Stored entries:
PR #4362, opened 2023-02-08
ARTEMIS-4160 Handle hostnames with invalid char sequences.

davidlanouette:
The hostname gets put into an xml comment in the jolokia-access.xml file.  If the hostname has invalid char sequences for an xml comment, jolokia will fail at load time because the xml file is invalid.

Signed-off-by: David Lanouette <David.Lanouette@RedHat.com>

### DIFF
--- a/artemis-cli/src/main/java/org/apache/activemq/artemis/cli/commands/Create.java
+++ b/artemis-cli/src/main/java/org/apache/activemq/artemis/cli/commands/Create.java
@@ -395,8 +395,20 @@ public class Create extends InstallAbstract {
       this.etc = etc;
    }
 
+   protected void setNoAutoTune(boolean autTune) {
+      this.noAutoTune = autTune;
+   }
+
    public boolean isAutoDelete() {
       return autoDelete;
+   }
+
+   protected void setHttpHost(String httpHost) {
+      this.httpHost = httpHost;
+   }
+
+   protected void setRelaxJolokia(boolean relaxJolokia) {
+      this.relaxJolokia = relaxJolokia;
    }
 
    public Create setAutoDelete(boolean autoDelete) {
--- a/artemis-cli/src/main/resources/org/apache/activemq/artemis/cli/commands/etc/jolokia-access.xml
+++ b/artemis-cli/src/main/resources/org/apache/activemq/artemis/cli/commands/etc/jolokia-access.xml
@@ -23,7 +23,7 @@ under the License.
 <restrict>
 
     <cors>
-        <!-- Allow cross origin access from ${http.host} ... -->
+        <!-- Allow cross-origin access from the origins that match the following pattern ... -->
         <allow-origin>*://${http.host}*</allow-origin>
 
 
--- a/artemis-cli/src/test/java/org/apache/activemq/artemis/cli/commands/CreateTest.java
+++ b/artemis-cli/src/test/java/org/apache/activemq/artemis/cli/commands/CreateTest.java
@@ -1,0 +1,101 @@
+/*
+ * Licensed to the Apache Software Foundation (ASF) under one or more
+ * contributor license agreements.  See the NOTICE file distributed with
+ * this work for additional information regarding copyright ownership.
+ * The ASF licenses this file to You under the Apache License, Version 2.0
+ * (the "License"); you may not use this file except in compliance with
+ * the License.  You may obtain a copy of the License at
+ *
+ *      http://www.apache.org/licenses/LICENSE-2.0
+ *
+ * Unless required by applicable law or agreed to in writing, software
+ * distributed under the License is distributed on an "AS IS" BASIS,
+ * WITHOUT WARRANTIES OR CONDITIONS OF ANY KIND, either express or implied.
+ * See the License for the specific language governing permissions and
+ * limitations under the License.
+ */
+package org.apache.activemq.artemis.cli.commands;
+
+import javax.xml.parsers.DocumentBuilder;
+import javax.xml.parsers.ParserConfigurationException;
+import java.io.File;
+import java.io.IOException;
+import java.util.Arrays;
+import java.util.Collection;
+
+import org.apache.activemq.artemis.utils.XmlProvider;
+import org.apache.activemq.cli.test.CliTestBase;
+import org.apache.activemq.cli.test.TestActionContext;
+import org.junit.Assert;
+import org.junit.Test;
+import org.junit.runner.RunWith;
+import org.junit.runners.Parameterized;
+import org.xml.sax.SAXException;
+
+@RunWith(Parameterized.class)
+public class CreateTest extends CliTestBase {
+
+   private final String testName;
+   private String httpHost;
+   private boolean relaxJolokia;
+
+   public CreateTest(String testName, String httpHost, boolean relaxJolokia) throws IOException {
+      this.testName = testName;
+      this.httpHost = httpHost;
+      this.relaxJolokia = relaxJolokia;
+   }
+
+   @Parameterized.Parameters(name = "{0}")
+   public static Collection<Object[]> testData() {
+      return Arrays.asList(new Object[][]{
+         {"Happy path + relaxJolokia", "sampledomain.com", true},
+         {"Happy path - relaxJolokia", "sampledomain.net", false},
+         {"Domain with dash + relaxJolokia", "sample-domain.co", true},
+         {"Domain with dash - relaxJolokia", "sample-domain.co.uk", false},
+         {"Domain with double dashes + relaxJolokia", "sample--domain.name", true},
+         {"Domain with double dashes - relaxJolokia", "sample--domain.biz", false},
+         {"Domain with leading dashes + relaxJolokia", "--sampledomain.company", true},
+         {"Domain with leading dashes - relaxJolokia", "--sampledomain.email", false},
+         {"Domain with trailing dashes + relaxJolokia", "sampledomain--.shop", true},
+         {"Domain with trailing dashes - relaxJolokia", "sampledomain--.java", false},
+      });
+   }
+
+   @Test
+   public void testWriteJolokiaAccessXmlCreatesValidXml() throws Exception {
+      TestActionContext context = new TestActionContext();
+      File testInstance = new File(temporaryFolder.getRoot(), "test-instance");
+
+      Create c = new Create();
+      c.setNoAutoTune(true);
+      c.setInstance(testInstance);
+      c.setHttpHost(httpHost);
+      c.setRelaxJolokia(relaxJolokia);
+      c.execute(context);
+
+      Assert.assertTrue(isXmlValid(new File(testInstance, "etc/" + Create.ETC_JOLOKIA_ACCESS_XML)));
+   }
+
+   /**
+    * IsXmlValid will check if a given xml file is valid by parsing the xml to create a Document.
+    * <p>
+    * If it parses, the xml is assumed to be valid. If any exceptions occur, the xml is not valid.
+    *
+    * @param xml The xml file to check for validity.
+    * @return whether the xml file represents a valid xml document.
+    */
+   private boolean isXmlValid(File xml) {
+      try {
+         DocumentBuilder dbuilder = XmlProvider.newDocumentBuilder();
+         dbuilder.parse(xml);
+
+      } catch (ParserConfigurationException e) {
+         return false;
+      } catch (IOException e) {
+         return false;
+      } catch (SAXException e) {
+         return false;
+      }
+      return true;
+   }
+}


davidlanouette:
Hi all.  This is my first PR for this project, and I didn't find anything that talked about needing a Bugzilla bug before submitting.

---

We ran into this issue.  We have hosts with "--" in the name, and that ended up in the comment in the jolokia-access.xml file as a comment.  That's an invalid char sequence for an xml comment.

I've tried to handle other illegal char sequences too.

I hope this PR is useful.

jbertram:
@davidlanouette, thanks for the contribution! Most changes will, in fact, need an associated Jira (we don't use Bugzilla). See more details in our [Hacking Guide](https://github.com/apache/activemq-artemis/blob/main/docs/hacking-guide/en/code.md#typical-development-cycle). I went ahead and created [one for you](https://issues.apache.org/jira/browse/ARTEMIS-4160).

davidlanouette:
@jbertram Do I need to get a jira login and update the bug before it gets reviewed?

artemis-cli/src/main/java/org/apache/activemq/artemis/cli/commands/Create.java
```diff
@@ -1115,6 +1116,26 @@ private void writeEtc(String source, File etcFolder, HashMap<String, String> fil
...
+    *
+    * XML comments cannot have "--" inside them, and they cannot end with "-"
+    * ref: https://www.w3.org/TR/2008/REC-xml-20081126/#sec-comments
+    *
+    * @param text The text to format
+    * @return text that is safe to put into an xml comment.
+    */
+   protected String safeForXmlComment(String text) {
+
+      String newText = text.replaceAll("---", "-").replaceAll("--", "-");
```
brusdev, line 1132: safeForXmlComment doesn't work with all texts i.e. `safeForXmlComment("-------")` should return `--`

artemis-cli/src/main/resources/org/apache/activemq/artemis/cli/commands/etc/jolokia-access.xml
```diff
@@ -23,7 +23,7 @@ under the License.
 <restrict>
 
     <cors>
-        <!-- Allow cross origin access from ${http.host} ... -->
+        <!-- Allow cross origin access from ${http.host-for-comment} ... -->
```
brusdev, line 26: ncluding in a comment a hostname that doesn't match the real hostname is confusing, what about just removing `${http.host}` from the comment?
```suggestion
        <!-- Allow cross origin access from the origins that match the following pattern -->
```
I

davidlanouette: That is a much simpler solution if nobody is tied to having the hostname in that comment.

I'll adjust (remove the other changes, and update this comment, then update the PR.

jbertram: Removing the comment altogether is the best solution in my opinion.

davidlanouette: I've reverted my previous commit, and updated the comment in `jolokia-access.xml` so that it has no substitution.  See what you all think.

brusdev: A test would be good to avoid regressions.
Can you squash your commits and prepend the commit message with `ARTEMIS-4160`, i.e. 
```
ARTEMIS-4160 Handle hostnames with double dashes
```

brusdev:
@gtully this is the same issue we have seen ArtemisCloud.io test suite

davidlanouette:
> this is the same issue we have seen ArtemisCloud.io test suite
That is where we found this originally.  The pod name had "--" in the middle of the name.  We ended up needing to add an init container with a simple script that modified the `jolokia-access.xml` file.

artemis-cli/src/main/resources/org/apache/activemq/artemis/cli/commands/etc/jolokia-access.xml
davidlanouette: Squished and updated the commit message!

brusdev:
@davidlanouette your previous test would be good to avoid future regressions, could you add it back?

davidlanouette:
> @davidlanouette your previous test would be good to avoid future regressions, could you add it back?

Yes, I'll add it back, but with some tweaks to test the whole file.

davidlanouette:
@jbertram @brusdev 

Can I get someone to take a look at this PR again?

I've added a test that will create the full jolokia-access.xml file, then test that it's valid xml.

I'll likely do the same for the other xml files, but in another PR.

artemis-cli/src/test/java/org/apache/activemq/artemis/cli/commands/CreateTest.java
```diff
@@ -0,0 +1,123 @@
...
+   *
+   * @param xml The xml string to check for validity.
+   * @return whether the xml string represents a valid xml document.
+   */
+  private boolean isXmlValid(String xml) {
+    try {
+      var xmlStream = new ByteArrayInputStream(xml.getBytes());
+
+      DocumentBuilder dbuilder = dbFactory.newDocumentBuilder();
+      Document doc = dbuilder.parse(xmlStream);
```
brusdev, line 112:
```suggestion
      DocumentBuilder dbuilder = XmlProvider.newDocumentBuilder();
      dbuilder.parse(xmlStream);
```

artemis-cli/src/test/java/org/apache/activemq/artemis/cli/commands/CreateTest.java
```diff
@@ -0,0 +1,123 @@
...
+import java.io.ByteArrayInputStream;
+import java.io.IOException;
+import java.nio.file.Files;
+import java.nio.file.Path;
+import java.util.Arrays;
+import java.util.Collection;
+import java.util.HashMap;
+import java.util.LinkedHashMap;
+import javax.xml.parsers.DocumentBuilder;
+import javax.xml.parsers.DocumentBuilderFactory;
```
brusdev, line 28:
```suggestion
import org.apache.activemq.artemis.utils.XmlProvider;
```

artemis-cli/src/test/java/org/apache/activemq/artemis/cli/commands/CreateTest.java
```diff
@@ -0,0 +1,123 @@
...
+import org.junit.runners.Parameterized;
+import org.junit.runners.Parameterized.Parameters;
+import org.w3c.dom.Document;
+import org.xml.sax.SAXException;
+
+@RunWith(Parameterized.class)
+public class CreateTest {
+
+  private final String testName;
+  private final DocumentBuilderFactory dbFactory = DocumentBuilderFactory.newInstance();
```
brusdev, line 42:
```suggestion
```

brusdev (commented):
The test shoud use org.apache.activemq.artemis.utils.XmlProvider to create a  DocumentBuilder

brusdev:
There are `57 Checkstyle violations`, you can check violations executing `mvn clean install -Pdev -DskipTests`

davidlanouette:
@brusdev Thanks for the feedback.  I'll address the xml DocumentBuilder and the checkstyle violations.

davidlanouette:
@brusdev all issues you pointed out have been resolved.  

I think the checks are waiting for someone to approve them.  The checks ui shows "This workflow is awaiting approval from a maintainer in https://github.com/apache/activemq-artemis/pull/4362"

artemis-cli/src/test/java/org/apache/activemq/artemis/cli/commands/CreateTest.java
```diff
@@ -0,0 +1,119 @@
...
+   private String httpHost;
+   private boolean relaxJolokia;
+
+   public CreateTest(String testName, String httpHost, boolean relaxJolokia) {
+      this.testName = testName;
+      this.httpHost = httpHost;
+      this.relaxJolokia = relaxJolokia;
+   }
+
+   @Parameters
```
brusdev, line 52:
```suggestion
   @Parameterized.Parameters(name = "{0}")
```
The test name could be used to improve test description

artemis-cli/src/test/java/org/apache/activemq/artemis/cli/commands/CreateTest.java
```diff
@@ -0,0 +1,119 @@
...
+      // TODO: Refactor that code to it's own method.
+      if (this.relaxJolokia) {
+         filters.put("${jolokia.options}", "<!-- option relax-jolokia used, so strict-checking will be removed here -->");
+      } else {
+         filters.put("${jolokia.options}", "<!-- Check for the proper origin on the server side, too -->\n" + "        <strict-checking/>");
+      }
+
+      Path temp = Files.createTempFile("jolokia-access-", ".xml");
+      try {
+         c.write("etc/" + source, temp.toFile(), filters, false, true);
```
brusdev, line 86: The test could avoid to duplicate embedded Create class stuff exposing setNoAutoTune, setHttpHost and setRelaxJolokia:
```suggestion
      TestActionContext context = new TestActionContext();
      File testInstance = new File(temporaryFolder.getRoot(), "test-instance");

      Create c = new Create();
      c.setNoAutoTune(true);
      c.setInstance(testInstance);
      c.setHttpHost(httpHost);
      c.setRelaxJolokia(relaxJolokia);
      c.execute(context);
```

artemis-cli/src/test/java/org/apache/activemq/artemis/cli/commands/CreateTest.java
```diff
@@ -0,0 +1,119 @@
...
+
+         String xml = Files.readString(temp);
+         Assert.assertTrue(testName + " - should be valid, but isn't", isXmlValid(xml));
+      } finally {
+         Files.delete(temp);
```
brusdev, line 91: If CreateTest inherits `temporaryFolder` from CliTestBase doesn't need to delete temp

artemis-cli/src/test/java/org/apache/activemq/artemis/cli/commands/CreateTest.java
```diff
@@ -0,0 +1,119 @@
...
+import org.junit.Assert;
+import org.junit.Test;
+import org.junit.runner.RunWith;
+import org.junit.runners.Parameterized;
+import org.junit.runners.Parameterized.Parameters;
+import org.w3c.dom.Document;
+import org.xml.sax.SAXException;
+
+@RunWith(Parameterized.class)
+public class CreateTest {
```
brusdev, line 40: CreateTest extend CliTestBase to inherit `temporaryFolder`
```suggestion
public class CreateTest extends CliTestBase {
```

artemis-cli/src/test/java/org/apache/activemq/artemis/cli/commands/CreateTest.java
```diff
@@ -0,0 +1,119 @@
...
+      } else {
+         filters.put("${jolokia.options}", "<!-- Check for the proper origin on the server side, too -->\n" + "        <strict-checking/>");
+      }
+
+      Path temp = Files.createTempFile("jolokia-access-", ".xml");
+      try {
+         c.write("etc/" + source, temp.toFile(), filters, false, true);
+
+         String xml = Files.readString(temp);
+         Assert.assertTrue(testName + " - should be valid, but isn't", isXmlValid(xml));
```
brusdev, line 89: The xml check should not hide the failure cause
```suggestion
      try {
         XmlProvider.newDocumentBuilder().parse(new File(testInstance, "etc/" + Create.ETC_JOLOKIA_ACCESS_XML));
      } catch (Exception e) {
         Assert.fail(testName + " should be valid, but " + e.toString());
      }
```

brusdev (commented):
Some suggestions to remove the `TODO: Refactor that code to it's own method.` comment

artemis-cli/src/test/java/org/apache/activemq/artemis/cli/commands/CreateTest.java
davidlanouette: This has been removed.

artemis-cli/src/test/java/org/apache/activemq/artemis/cli/commands/CreateTest.java
```diff
@@ -0,0 +1,105 @@
...
+
+   /**
+    * IsXmlValid will check if a given xml file is valid by parsing the xml to create a Document.
+    * <p>
+    * If it parses, the xml is assumed to be valid. If any exceptions occur, the xml is not valid.
+    *
+    * @param xml The xml file to check for validity.
+    * @return whether the xml file represents a valid xml document.
+    */
+   private boolean isXmlValid(File xml) {
```
davidlanouette, line 91: Note: I left this as a separate method to make it more explicit what was being done.

davidlanouette:
@brusdev thanks for the feedback.  I've incorporated it with the latest commit.

artemis-cli/src/test/java/org/apache/activemq/artemis/cli/commands/CreateTest.java
```diff
@@ -0,0 +1,105 @@
...
+      c.setNoAutoTune(true);
+      c.setInstance(testInstance);
+      c.setHttpHost(httpHost);
+      c.setRelaxJolokia(relaxJolokia);
+      c.execute(context);
+
+      try {
+         isXmlValid(new File(testInstance, "etc/" + Create.ETC_JOLOKIA_ACCESS_XML));
+      } catch (Exception e) {
+         Assert.fail(testName + " should be valid, but " + e.toString());
```
brusdev, line 79: The `isXmlValid` method is catching the exceptions and converting them in a boolean but the returned boolean isn't checked.

You could check the returned boolean or remove the try/catch from the `isXmlValid` method.

I would remove the try/catch from the `isXmlValid` method to print the cause exception when it fails.

davidlanouette: You are correct.  I missed that when adding your suggestions.

I'll change this to `Assert.true(isXmlValid(new File(testInstance, "etc/" + Create.ETC_JOLOKIA_ACCESS_XML)));`, and remove the try/catch.

davidlanouette:
@brusdev Thanks for all the help getting my first PR for this project complete.  @jbertram Thanks for your help too.

brusdev:
@davidlanouette thanks for your contribution.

● **WORK REQUIRED**: The answer should consist solely of the lines from the first line above through the one with "in writing, software", both included, repeated exactly.

● **SOLUTION TO THIS TASK**:
PR #4362, opened 2023-02-08
ARTEMIS-4160 Handle hostnames with invalid char sequences.

davidlanouette:
The hostname gets put into an xml comment in the jolokia-access.xml file.  If the hostname has invalid char sequences for an xml comment, jolokia will fail at load time because the xml file is invalid.

Signed-off-by: David Lanouette <David.Lanouette@RedHat.com>

### DIFF
--- a/artemis-cli/src/main/java/org/apache/activemq/artemis/cli/commands/Create.java
+++ b/artemis-cli/src/main/java/org/apache/activemq/artemis/cli/commands/Create.java
@@ -395,8 +395,20 @@ public class Create extends InstallAbstract {
       this.etc = etc;
    }
 
+   protected void setNoAutoTune(boolean autTune) {
+      this.noAutoTune = autTune;
+   }
+
    public boolean isAutoDelete() {
       return autoDelete;
+   }
+
+   protected void setHttpHost(String httpHost) {
+      this.httpHost = httpHost;
+   }
+
+   protected void setRelaxJolokia(boolean relaxJolokia) {
+      this.relaxJolokia = relaxJolokia;
    }
 
    public Create setAutoDelete(boolean autoDelete) {
--- a/artemis-cli/src/main/resources/org/apache/activemq/artemis/cli/commands/etc/jolokia-access.xml
+++ b/artemis-cli/src/main/resources/org/apache/activemq/artemis/cli/commands/etc/jolokia-access.xml
@@ -23,7 +23,7 @@ under the License.
 <restrict>
 
     <cors>
-        <!-- Allow cross origin access from ${http.host} ... -->
+        <!-- Allow cross-origin access from the origins that match the following pattern ... -->
         <allow-origin>*://${http.host}*</allow-origin>
 
 
--- a/artemis-cli/src/test/java/org/apache/activemq/artemis/cli/commands/CreateTest.java
+++ b/artemis-cli/src/test/java/org/apache/activemq/artemis/cli/commands/CreateTest.java
@@ -1,0 +1,101 @@
+/*
+ * Licensed to the Apache Software Foundation (ASF) under one or more
+ * contributor license agreements.  See the NOTICE file distributed with
+ * this work for additional information regarding copyright ownership.
+ * The ASF licenses this file to You under the Apache License, Version 2.0
+ * (the "License"); you may not use this file except in compliance with
+ * the License.  You may obtain a copy of the License at
+ *
+ *      http://www.apache.org/licenses/LICENSE-2.0
+ *
+ * Unless required by applicable law or agreed to in writing, software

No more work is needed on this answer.